How to do -O3 optimization in visual Studio for CUDA code

I don’t know much about nvcc compilation and related stuff. I read that by setting the flag -O3 for nvcc compilation, the computational time can be improved.

PROBLEM: I am using Visual Studio 2013. I compile my code using it (by building). I can open the properties of compiler and linker by opening the properties of the project. Now, my question is that how can I set the -O3 flag in Visual studio to get the -O3 optimizations?

-O3 is the default; you don’t have to specify anything. Alternatively, goto CUDA C/C++ -> Command Line and put -Xptxas -O3.

http://docs.nvidia.com/cuda/cuda-compiler-driver-nvcc/#ptxas-options

Even if I put -Xptxas -O3 in “CUDA C/C++ -> Command Line”, I can not see any changes in the lines below. The lines written below are the things written at my “CUDA C/C++ -> Command Line”.

Driver API (NVCC Compilation Type is .cubin, .gpu, or .ptx)

set CUDAFE_FLAGS=–sdk_dir “C:\Program Files (x86)\Windows Kits\8.1”
“C:\Program Files\NVIDIA GPU Computing Toolkit\CUDA\v7.0\bin\nvcc.exe” --use-local-env --cl-version 2013 -ccbin “C:\Program Files (x86)\Microsoft Visual Studio 12.0\VC\bin\x86_amd64” --keep-dir x64\Release -maxrregcount=0 --machine 64 --compile -cudart static -o x64\Release%(Filename)%(Extension).obj “%(FullPath)”

Runtime API (NVCC Compilation Type is hybrid object or .c file)

set CUDAFE_FLAGS=–sdk_dir “C:\Program Files (x86)\Windows Kits\8.1”
“C:\Program Files\NVIDIA GPU Computing Toolkit\CUDA\v7.0\bin\nvcc.exe” --use-local-env --cl-version 2013 -ccbin “C:\Program Files (x86)\Microsoft Visual Studio 12.0\VC\bin\x86_amd64” --keep-dir x64\Release -maxrregcount=0 --machine 64 --compile -cudart static -Xcompiler "/EHsc /nologo /Zi " -o x64\Release%(Filename)%(Extension).obj “%(FullPath)”

Of course not; that’s why it’s called additional options. You have to see VS2013’s build output for the added options.

yes, in the build output I am able to see it. But I have set,

-Xptxas=-O3

instead of

-Xptxas -O3

. Are both the same things??

Moreover, one answer to this post https://devtalk.nvidia.com/default/topic/497960/is-o3-always-good-option-in-nvcc-compiling-with-nvcc-when-there-is-no-error-at-least-/#reply says to use

-Xopencc=-O3

. Could you please tell me the difference in it or may be suggest some literature for that.

They are the same. See
http://docs.nvidia.com/cuda/cuda-compiler-driver-nvcc/#command-option-types-and-notation

The default optimization level for the PTXAS component of the CUDA compiler (the PTX-to-SASS compilation) is the same as -Xptxas -O3, so you don’t need to set anything. One would typically lower the optimization setting via this flag, e.g. -Xptxas -O2.

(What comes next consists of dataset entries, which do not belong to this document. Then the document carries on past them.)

PR #1758, opened 2025-01-11
Fix `gix_path::env::login_shell()` by removing it

Byron:
Thanks to the review of @EliahKagan we can stop the proliferation of a bad idea in its tracks and replace it with what hopefully is a better idea.

Follow-up on #1752 .

### Tasks

* [x] replace `login_shell()` with an alternative
* [x] improve the heurstic by which `sh.exe` is located on windows.
* [x] add `gix env` to print out such paths more easily

### Notes for the Reviewer

* On Windows, `git --exec-path` is always called even though one might do without under some circumstances. This optimization can be done later once this function is widely enough used.

### DIFF
--- a/gix-path/src/env/mod.rs
+++ b/gix-path/src/env/mod.rs
@@ -36,17 +36,17 @@ pub fn installation_config_prefix() -> Option<&'static Path> {
 /// as it could possibly be found in `PATH`.
 /// Note that the returned path might not be a path on disk.
 pub fn shell() -> &'static OsStr {
-    static PATH: Lazy<Option<OsString>> = Lazy::new(|| {
+    static PATH: Lazy<OsString> = Lazy::new(|| {
         if cfg!(windows) {
-            installation_config_prefix()
-                .and_then(|p| p.parent())
+            core_dir()
+                .and_then(|p| p.ancestors().nth(3) /* skip mingw64/libexec/git-core */)
                 .map(|p| p.join("usr").join("bin").join("sh.exe"))
-                .map(Into::into)
+                .map_or_else(|| OsString::from("sh"), Into::into)
         } else {
-            Some("/bin/sh".into())
+            "/bin/sh".into()
         }
     });
-    PATH.as_deref().unwrap_or(OsStr::new("sh"))
+    PATH.as_ref()
 }
 
 /// Return the name of the Git executable to invoke it.
--- a/gix-path/src/env/mod.rs
+++ b/gix-path/src/env/mod.rs
@@ -1,4 +1,4 @@
-use std::ffi::OsString;
+use std::ffi::{OsStr, OsString};
 use std::path::{Path, PathBuf};
 
 use bstr::{BString, ByteSlice};
@@ -28,21 +28,25 @@ pub fn installation_config_prefix() -> Option<&'static Path> {
     installation_config().map(git::config_to_base_path)
 }
 
-/// Return the shell that Git would prefer as login shell, the shell to execute Git commands from.
+/// Return the shell that Git would use, the shell to execute commands from.
 ///
-/// On Windows, this is the `bash.exe` bundled with it, and on Unix it's the shell specified by `SHELL`,
-/// or `None` if it is truly unspecified.
-pub fn login_shell() -> Option<&'static Path> {
-    static PATH: Lazy<Option<PathBuf>> = Lazy::new(|| {
+/// On Windows, this is the full path to `sh.exe` bundled with it, and on
+/// Unix it's `/bin/sh` as posix compatible shell.
+/// If the bundled shell on Windows cannot be found, `sh` is returned as the name of a shell
+/// as it could possibly be found in `PATH`.
+/// Note that the returned path might not be a path on disk.
+pub fn shell() -> &'static OsStr {
+    static PATH: Lazy<Option<OsString>> = Lazy::new(|| {
         if cfg!(windows) {
             installation_config_prefix()
                 .and_then(|p| p.parent())
-                .map(|p| p.join("usr").join("bin").join("bash.exe"))
+                .map(|p| p.join("usr").join("bin").join("sh.exe"))
+                .map(Into::into)
         } else {
-            std::env::var_os("SHELL").map(PathBuf::from)
+            Some("/bin/sh".into())
         }
     });
-    PATH.as_deref()
+    PATH.as_deref().unwrap_or(OsStr::new("sh"))
 }
 
 /// Return the name of the Git executable to invoke it.
--- a/gix-path/src/env/mod.rs
+++ b/gix-path/src/env/mod.rs
@@ -106,6 +106,36 @@ pub fn xdg_config(file: &str, env_var: &mut dyn FnMut(&str) -> Option<OsString>)
         })
 }
 
+static GIT_CORE_DIR: Lazy<Option<PathBuf>> = Lazy::new(|| {
+    let mut cmd = std::process::Command::new(exe_invocation());
+
+    #[cfg(windows)]
+    {
+        use std::os::windows::process::CommandExt;
+        const CREATE_NO_WINDOW: u32 = 0x08000000;
+        cmd.creation_flags(CREATE_NO_WINDOW);
+    }
+    let output = cmd.arg("--exec-path").output().ok()?;
+
+    if !output.status.success() {
+        return None;
+    }
+
+    BString::new(output.stdout)
+        .trim_with(|b| b.is_ascii_whitespace())
+        .to_path()
+        .ok()?
+        .to_owned()
+        .into()
+});
+
+/// Return the directory obtained by calling `git --exec-path`.
+///
+/// Returns `None` if Git could not be found or if it returned an error.
+pub fn core_dir() -> Option<&'static Path> {
+    GIT_CORE_DIR.as_deref()
+}
+
 /// Returns the platform dependent system prefix or `None` if it cannot be found (right now only on windows).
 ///
 /// ### Performance
@@ -129,22 +159,7 @@ pub fn system_prefix() -> Option<&'static Path> {
                 }
             }
 
-            let mut cmd = std::process::Command::new(exe_invocation());
-            #[cfg(windows)]
-            {
-                use std::os::windows::process::CommandExt;
-                const CREATE_NO_WINDOW: u32 = 0x08000000;
-                cmd.creation_flags(CREATE_NO_WINDOW);
-            }
-            cmd.arg("--exec-path").stderr(std::process::Stdio::null());
-            gix_trace::debug!(cmd = ?cmd, "invoking git to get system prefix/exec path");
-            let path = cmd.output().ok()?.stdout;
-            let path = BString::new(path)
-                .trim_with(|b| b.is_ascii_whitespace())
-                .to_path()
-                .ok()?
-                .to_owned();
-
+            let path = GIT_CORE_DIR.as_deref()?;
             let one_past_prefix = path.components().enumerate().find_map(|(idx, c)| {
                 matches!(c,std::path::Component::Normal(name) if name.to_str() == Some("libexec")).then_some(idx)
             })?;
--- a/gix-path/src/env/mod.rs
+++ b/gix-path/src/env/mod.rs
@@ -30,7 +30,7 @@ pub fn installation_config_prefix() -> Option<&'static Path> {
 
 /// Return the shell that Git would use, the shell to execute commands from.
 ///
-/// On Windows, this is the full path to `sh.exe` bundled with it, and on
+/// On Windows, this is the full path to `sh.exe` bundled with Git, and on
 /// Unix it's `/bin/sh` as posix compatible shell.
 /// If the bundled shell on Windows cannot be found, `sh` is returned as the name of a shell
 /// as it could possibly be found in `PATH`.
@@ -39,7 +39,7 @@ pub fn shell() -> &'static OsStr {
     static PATH: Lazy<OsString> = Lazy::new(|| {
         if cfg!(windows) {
             core_dir()
-                .and_then(|p| p.ancestors().nth(3) /* skip mingw64/libexec/git-core */)
+                .and_then(|p| p.ancestors().nth(3)) // Skip something like mingw64/libexec/git-core.
                 .map(|p| p.join("usr").join("bin").join("sh.exe"))
                 .map_or_else(|| OsString::from("sh"), Into::into)
         } else {
@@ -122,7 +122,7 @@ static GIT_CORE_DIR: Lazy<Option<PathBuf>> = Lazy::new(|| {
     }
 
     BString::new(output.stdout)
-        .trim_with(|b| b.is_ascii_whitespace())
+        .strip_suffix(b"\n")?
         .to_path()
         .ok()?
         .to_owned()
--- a/gix-path/tests/path/env.rs
+++ b/gix-path/tests/path/env.rs
@@ -25,6 +25,14 @@ fn installation_config() {
 }
 
 #[test]
+fn core_dir() {
+    assert!(
+        gix_path::env::core_dir().expect("Git is always in PATH").is_dir(),
+        "The core directory is a valid directory"
+    );
+}
+
+#[test]
 fn system_prefix() {
     assert_ne!(
         gix_path::env::system_prefix(),
--- a/gix-path/tests/path/env.rs
+++ b/gix-path/tests/path/env.rs
@@ -27,7 +27,9 @@ fn installation_config() {
 #[test]
 fn core_dir() {
     assert!(
-        gix_path::env::core_dir().expect("Git is always in PATH").is_dir(),
+        gix_path::env::core_dir()
+            .expect("Git is always in PATH when we run tests")
+            .is_dir(),
         "The core directory is a valid directory"
     );
 }
--- a/gix-path/tests/path/env.rs
+++ b/gix-path/tests/path/env.rs
@@ -8,13 +8,11 @@ fn exe_invocation() {
 }
 
 #[test]
-fn login_shell() {
-    // On CI, the $SHELL variable isn't necessarily set. Maybe other ways to get the login shell should be used then.
-    if !gix_testtools::is_ci::cached() {
-        assert!(gix_path::env::login_shell()
-            .expect("There should always be the notion of a shell used by git")
-            .exists());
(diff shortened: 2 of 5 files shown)


gix-path/src/env/mod.rs
```diff
@@ -28,21 +28,25 @@ pub fn installation_config_prefix() -> Option<&'static Path> {
...
+/// Note that the returned path might not be a path on disk.
+pub fn shell() -> &'static OsStr {
+    static PATH: Lazy<Option<OsString>> = Lazy::new(|| {
         if cfg!(windows) {
-            installation_config_prefix()
-                .and_then(|p| p.parent())
-                .map(|p| p.join("usr").join("bin").join("bash.exe"))
+            core_dir()
+                .and_then(|p| p.ancestors().nth(3) /* skip mingw64/libexec/git-core */)
+                .map(|p| p.join("usr").join("bin").join("sh.exe"))
```
EliahKagan, line 43: In addition to this `(git-installation)\usr\bin\sh.exe`, there is also `(git installation)\bin\sh.exe`. I do not know which is better.

The `bin` directory that is not under `usr` has less in it: only `git.exe`, `bash.exe`, and `sh.exe`. I believe `usr`-less `bin` directory's `git.exe` is a shim that delegates to the "real" `(environment prefix)\bin\git.exe` executable, since I have found that its contents are identical to those of `(git installation)\cmd\git.exe`, which is documented as such as shim (https://github.com/git-for-windows/git/pull/2506).

My guess is that the situation is similar, though maybe the advantages and disadvantages that arise from using a shim versus the target executable are different for `sh.exe` and `bash.exe` than for `git.exe`. The reason I guess that the `sh.exe` in the `usr`-less `bin` is a shim is that it is much smaller than the `usr\bin` one:

```text
:\Users\ek\scoop\apps\git\2.47.1> ls bin/sh.exe

    Directory: C:\Users\ek\scoop\apps\git\2.47.1\bin

-a---          11/25/2024  7:28 AM          47496 sh.exe

C:\Users\ek\scoop\apps\git\2.47.1> ls usr/bin/sh.exe

    Directory: C:\Users\ek\scoop\apps\git\2.47.1\usr\bin

-a---          11/25/2024  7:12 AM        2553064 sh.exe
```

I point this out in case you know you wish to use one over the other. I do not know which is better, nor do I have a guess. I've listed this in #1761 so it is not forgotten and to remind me to look into it in the future. This is definitely not a blocker for the PR.

gix-path/src/env/mod.rs
```diff
@@ -102,6 +106,36 @@ pub fn xdg_config(file: &str, env_var: &mut dyn FnMut(&str) -> Option<OsString>)
...
+        cmd.creation_flags(CREATE_NO_WINDOW);
+    }
+    let output = cmd.arg("--exec-path").output().ok()?;
+
+    if !output.status.success() {
+        return None;
+    }
+
+    BString::new(output.stdout)
+        .trim_with(|b| b.is_ascii_whitespace())
```
EliahKagan, line 125: I this this change is sufficient to fix #1760:

```suggestion
        .strip_suffix(b"\n")?
```

As noted there, there may be a benefit to fixing that here, but it is definitely fine to leave if for later. I've put more details in the issue, including the (limited) testing I've done of this change.

gix-path/tests/path/env.rs
```diff
@@ -26,6 +24,14 @@ fn installation_config() {
     );
 }
 
+#[test]
+fn core_dir() {
+    assert!(
+        gix_path::env::core_dir().expect("Git is always in PATH").is_dir(),
```
EliahKagan, line 30: I did not immediately realize what the `expect` message was expressing. Assuming this understanding of mine is correct, it might be a bit clearer, but this is subjective and I am not sure:

```suggestion
        gix_path::env::core_dir().expect("Git is always in PATH when we run tests").is_dir(),
```

src/plumbing/options/mod.rs
```diff
@@ -145,6 +145,7 @@ pub enum Subcommands {
     Corpus(corpus::Platform),
     MergeBase(merge_base::Command),
     Merge(merge::Platform),
+    Env,
```
EliahKagan, line 148: This is very helpful and will make my testing on ARM64 Windows more efficient!

EliahKagan (approved):
This looks great! Nothing need change, though I've suggested a few small things. Most are not mentioned here in this comment, and the things I do mention in this comment are not necessarily any more important than those mentioned in separate comments.

#### Parsing `git --exec-path`

I think it may be reasonable to include a fix for #1760 here, but this PR does not introduce that bug (nor had #1752). One of my review comments has my proposed one-line change fix for it, but it's just as easy to do separately if it would lead to delay or you're not sure it's right. I opened it as a separate issue rather than describing it here because it is definitely not a blocker for this PR.

#### Does Git for Windows really use its `sh.exe` as `/bin/sh`? (Yes.)

I decided to actually verify that Git for Windows is using its `sh.exe` rather than its `bash.exe` to run commands that are documented to run in a shell, where no shebang is involved or even relevant in principle, because it is not running a script file but a command, such as from a variable. I am pretty sure I've verified this before, but I wanted to be certain.

(Its `sh.exe` and `bash.exe` are the same, i.e. its `sh` is `bash`, but they behave subtly differently in some circumstances because, like most POSIX-compatible shells, `bash` has [a POSIX mode](https://www.gnu.org/software/bash/manual/bash.html#Bash-POSIX-Mode) where it is more strictly POSIX compatible that must either be enabled with options or an environment variable or, more typically, by naming it like `sh` rather than like `bash`. So the distinction is meaningful.)

It does use `sh.exe` for this purpose, as I had guessed in https://github.com/GitoxideLabs/gitoxide/pull/1752#discussion_r1909440486 but was not totally certain of. So the approach in this PR is correct. The following shows how I checked, and omits the expected fetch-related error message from Git itself:

```text
parnassus@windows-arm CLANGARM64 ~/repos/gitoxide (main)
$ git -c core.sshCommand='ps | grep -E "^\s*(PID|$$)\b" >&2; :' fetch
      PID    PPID    PGID     WINPID   TTY         UID    STIME COMMAND
     2323       1    2319       9716  cons0     197108 21:50:17 /usr/bin/sh
```

The strange use of `grep` is because the `ps` in the Git Bash environment does not support filtering processes by passing a PID. Further details about that, in case they are somehow of interest, can be seen in [this gist](https://gist.github.com/EliahKagan/f68bc4539cf77d41fedd17ab81ab2741).

#### Future directions

I've opened the research-oriented feature request #1761 about other edge cases and scenarios where something deliberate besides just `/bin/sh` may benefit from being done in situations where `/bin/sh` would ordinarily be used. That overlaps, though only partially, with the goals of #1752 and this PR.

I mention that chiefly because I think it is of interest. To be clear, nothing there has to be done here, nor should be, except the already-checked box that refers to this and is already fully done here.

gix-path/src/env/mod.rs
```diff
@@ -28,21 +28,25 @@ pub fn installation_config_prefix() -> Option<&'static Path> {
...
 }
 
-/// Return the shell that Git would prefer as login shell, the shell to execute Git commands from.
+/// Return the shell that Git would use, the shell to execute commands from.
 ///
-/// On Windows, this is the `bash.exe` bundled with it, and on Unix it's the shell specified by `SHELL`,
-/// or `None` if it is truly unspecified.
-pub fn login_shell() -> Option<&'static Path> {
-    static PATH: Lazy<Option<PathBuf>> = Lazy::new(|| {
+/// On Windows, this is the full path to `sh.exe` bundled with it, and on
```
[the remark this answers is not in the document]
Byron: In this case, it might even be a typo as I try to be explicit and mindful about that as it's also not the first time you had to flag that.

gix-path/src/env/mod.rs
```diff
@@ -28,21 +28,25 @@ pub fn installation_config_prefix() -> Option<&'static Path> {
...
+/// Unix it's `/bin/sh` as posix compatible shell.
+/// If the bundled shell on Windows cannot be found, `sh` is returned as the name of a shell
+/// as it could possibly be found in `PATH`.
```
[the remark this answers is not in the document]
Byron: That's a great point and I have made the change.

gix-path/src/env/mod.rs
Byron: Generally I'd like the `bin/sh` shim more as it's closer to what's used on Linux with `/bin/sh`, but would avoid to actually doing so on Windows as the shim will have to redirect to the actual binary which probably slows things down measurably.

With that said, I didn't find the shim last time I looked, because I tested on a VM that just has the full-blown git SDK for Windows, which doesn't seem to have it.

The normal Git installation does have the shim though, but it's apparently not the most portable assumption to make about the Git installation.

Speaking of portable, I have never tested with the 'portable' version of the Git installer, if there is one.

gix-path/src/env/mod.rs
Byron: I will apply it - the `is_ascii_whitespace` I copied from somewhere and knew it would replace the version that is now re-added with the patch. It's good to know that this is the more correct version.

gix-path/tests/path/env.rs
Byron: There I was very fast and sloppy and think the patch helps to be a bit clearer, without claiming Git is installed on each machine in the world :D.

Byron (commented):
Thanks a lot for the review and the additional research!

I applied all of the suggestions and will catch up on #1760 and #1761 shortly.

EliahKagan:
It looks like `cargo fmt` has to be run due to the greater length from applying https://github.com/GitoxideLabs/gitoxide/pull/1758#discussion_r1912376486, and that this is the cause of the [new CI failure](https://github.com/GitoxideLabs/gitoxide/actions/runs/12731645715/job/35485868142?pr=1758) that is blocking merging.

Scutua (approved):

gix-path/src/env/mod.rs
EliahKagan: > With that said, I didn't find the shim last time I looked, because I tested on a VM that just has the full-blown git SDK for Windows, which doesn't seem to have it.

Thanks--in #1761 I had forgotten about how the Git for Windows SDK is another distinctive environment, which is really a different kind of Git for Windows installation, that should be tested specifically. I've added it to the list in #1761 for further research. It might be something that be treated the same as an upstream MSYS2 with `git` installed in it, but I'm not sure. (For now, the box is not checked, since I'm not clear on how many or what the locations are for `sh.exe` with it.)

> The normal Git installation does have the shim though, but it's apparently not the most portable assumption to make about the Git installation.

It sounds like `(git installation)\bin\sh.exe` shouldn't be preferred, then. I've added a note to #1761 about that too, also pointing here. Assuming the shim should neither be preferred nor used as a fallback, the only thing left to do for that item would be to add a comment to the code briefly explaining the choice, which I could do after testing locally on a system that has the Git for Windows SDK installed. (The absence of a check mark there is only because I haven't added that code comment yet.)

> Speaking of portable, I have never tested with the 'portable' version of the Git installer, if there is one.

Yes, the [downloads page](https://git-scm.com/downloads/win) lists a *Portable ("thumbdrive edition")* download.

Although it's been ages since I've used that directly, it is also used by other packagers, including the [Scoop](https://scoop.sh/) package, which is how I install Git for Windows, except when I am doing it differently to test something else. So I think the portable version is covered already. I've added it to the list in #1761. I put a check mark on it, which can be removed if someone finds I am missing something here.

One subtlety is that Scoop (and other package managers such as Chocolatey) provide their *own* shims. However, we are not attempting to use those shims, and they are in addition to what one gets with a standard full Git for Windows installation. (They point at Git for Windows's own shims.)

To be clear, we very well may be running those shims--in a Scoop installation, the `git.exe` shim is typically what is found in a `PATH` search and called, including in `git --exec-path`. But then the path `git --exec-path` provides as output is a path into the Git for Windows installation itself, and nothing we do with absolute paths based on that hits the Scoop shims anymore.

EliahKagan:
If a command is ever to be run in a shell for the environment the shell confers (rather than for its expansions or other language features), then there is one fragment of the logic for doing so that I think may make sense to have in `gix_command`: robustly quoting the command name when it is a path and quoting is requested. I've proposed this in #1799.

gix-path/src/env/mod.rs
Byron: > Thanks--in #1761 I had forgotten about how the Git for Windows SDK is another distinctive environment, which is really a different kind of Git for Windows installation, that should be tested specifically. I've added it to the list in #1761 for further research. It might be something that be treated the same as an upstream MSYS2 with `git` installed in it, but I'm not sure. (For now, the box is not checked, since I'm not clear on how many or what the locations are for `sh.exe` with it.)

I would have loved to provide that information but just yesterday that VM demolished itself after a Windows update and is inoperable. During the weekend I plan to restore it from backup, so I could help here if still useful.

> One subtlety is that Scoop (and other package managers such as Chocolatey) provide their _own_ shims. However, we are not attempting to use those shims, and they are in addition to what one gets with a standard full Git for Windows installation. (They point at Git for Windows's own shims.)

Maybe the Shim could be a fallback if it turns out to be more portable, i.e. each or most of the Git packages one can use on Windows have it under that particular path, like `<install-dir>/bin/<shim>.exe`. 
A practical solution could be to support the most common installation methods without shim for just slightly better invocation performance, but use the shim for less common packages if it makes the implementation significantly simpler.

> To be clear, we very well may be running those shims--in a Scoop installation, the `git.exe` shim is typically what is found in a `PATH` search and called, including in `git --exec-path`. But then the path `git --exec-path` provides as output is a path into the Git for Windows installation itself, and nothing we do with absolute paths based on that hits the Scoop shims anymore

I agree. Expressing the above differently I could also say that I am happy with finding the actual file locations like we do now, but also think it might be simpler to rely on shims more if these paths are more consistent across the various installation methods.

EliahKagan: > just yesterday that VM demolished itself after a Windows update and is inoperable

That must be annoying--good luck!

> Maybe the Shim could be a fallback *[...]*

Currently, for `git` itself, we almost do the opposite. We take `git` from a `PATH` search if we can find it that way. When there is an applicable shim--whether from a package manager like `scoop` or from Git for Windows itself--that is usually what this finds. Though in some environments we may find the shim target--for example, on my Windows 10 development machine with Git for Windows installed via `scoop`, when I run `git` in PowerShell it is the `scoop` shim, but when I run `git` in Git Bash it is not.

If the `PATH` turned up no `git`, we check common locations, and look in directories where it is commonly installed. The current logic for that does not use the shims--it looks in whichever of the `bin` directories in `mingw64` or `mingw32` is applicable to the particular Git for Windows installation is being examined. (I believe the current behavior is still as it was when #1456 was merged.) It needs to be updated also to look into the `clangarm64` directory when applicable. Git for Windows uses this on ARM64, which has had stable releases for a short while.

I've been meaning, and will eventually manage, to update that. Alternatively, if we use the shim then the paths are ["environment"](https://www.msys2.org/docs/environments/)-independent. One reason I've been slightly reluctant to do that is that there may sometimes be a performance benefit to bypassing the shims, for speed. I've been reluctant to give that up when it might turn out that it should instead be expanded (or kept but controlled by an environment variable--probably not a configuration variable, since we invoke `git` to find out where to look for some of those).

I'm not sure about Chocolatey, and also I haven't recently researched what other package managers besides `choco` and `scoop` are in wide use on Windows. But given the root of a `scoop` installation, we could find out if a `scoop`-managed Git for Windows is installed. We could also find Git for Windows's own directory and, in so doing, bypass all shims. Both operation seem pretty simple in ordinary setups and I believe the only subtleties are those related to edge cases, which I would guess would not pose a big problem.

Whether this makes sense to do probably depends on what it is being done. But it seems to me that it is not justified to do it if the reason is to be more likely to find `git`. I think it would be strange to use `scoop` but not put its `shims` directory in one's `PATH`, and `scoop` automatically adds its `shims` directory to the `PATH` when installed. But then again, some `scoop` users may use it mainly to install graphical programs that they invoke in ways that don't require the Scoop shims to be in their `PATH`, so maybe this is a real use case.

EliahKagan: > Generally I'd like the `bin/sh` shim more as it's closer to what's used on Linux with `/bin/sh`, but would avoid to actually doing so on Windows as the shim will have to redirect to the actual binary which probably slows things down measurably.
> 
> With that said, I didn't find the shim last time I looked, because I tested on a VM that just has the full-blown git SDK for Windows, which doesn't seem to have it.

I have checked a current Git for Windows SDK on Windows 10 x86-64 and this confirms your findings. Where `(root)` is the SDK installation root--on my system, I allowed the default `C:\git-sdk-64`--there no `(root)\bin\sh.exe`, since there is no `(root)\bin`, but `(root)\usr\bin\sh.exe` still exists.

Since `(root)\usr\bin\sh.exe` also exists in regular Git for Windows installations (i.e. full non-SDK installations created by the installer or by unpacking a PortableGit archive), and `(root)` can be found on both the same way three directories above the directory given by `git --exec-path`, we should indeed continue to use `(root)\usr\bin\sh.exe`. If it turns out that the `(root)\bin\sh.exe` shim gives a better environment, then it could be preferred if present with `(root)\usr\bin\sh.exe` as a fallback, but I have not yet found that to be necessary.

A similar situation applies to `bash.exe`, which we currently look for in the nonexistent `(root)\bin` for `gix-testtools`. So this should probably be changed to `(root)\usr\bin\bash.exe`, so long as that causes no problems. I already have a feature branch where it makes sense to include that change, and I expect it to make it into one of the PRs I open soon.

Byron: Thank you, I am looking forward to it.

EliahKagan: Interestingly, that *does* look like it causes problems. (This is alluded to in https://github.com/GitoxideLabs/gitoxide/pull/1862#issuecomment-2679599404 but it is on a separate feature branch from the PR. That PR modifies `gix-path` and `gix-command`, while this is a change in `gix-testtools` that I am testing on a separate feature branch with other such changes, which I may open a PR for soon, but it would likely be another draft PR until the problems are ironed out.)

Byron: Just as a side-note: I only loosely follow what's going on, as the shell and shebang handling across platforms, maybe particularly on Windows, is intricate. Due to mw not running Windows often it's also not very present in memory. Thus I am probably not as helpful as I'd hope in this matter.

All -Xopencc settings only apply to the Open64 component of the CUDA compiler (for C++ -to-PTX compilation). Already several years ago, Open64 was relegated to the role of legacy compiler for sm_1x architectures only. With CUDA 7.0, sm_1x support and the Open64 compiler were removed entirely.

The CUDA compiler now uses NVVM for C++ -to-PTX compilation. NVVM is derived from LLVM, a modern compiler infrastructure. I am not aware of any -O optimization switches one can pass to NVVM, by default it applies full optimization.

To set the optimization level for the host compiler, one can use -Xcompiler, however the Visual C/C++ compiler does not seem to have an optimization level /O3 (at least not in MSVS 2010). I does have /Ox, though, so -Xcompiler /Ox is accepted.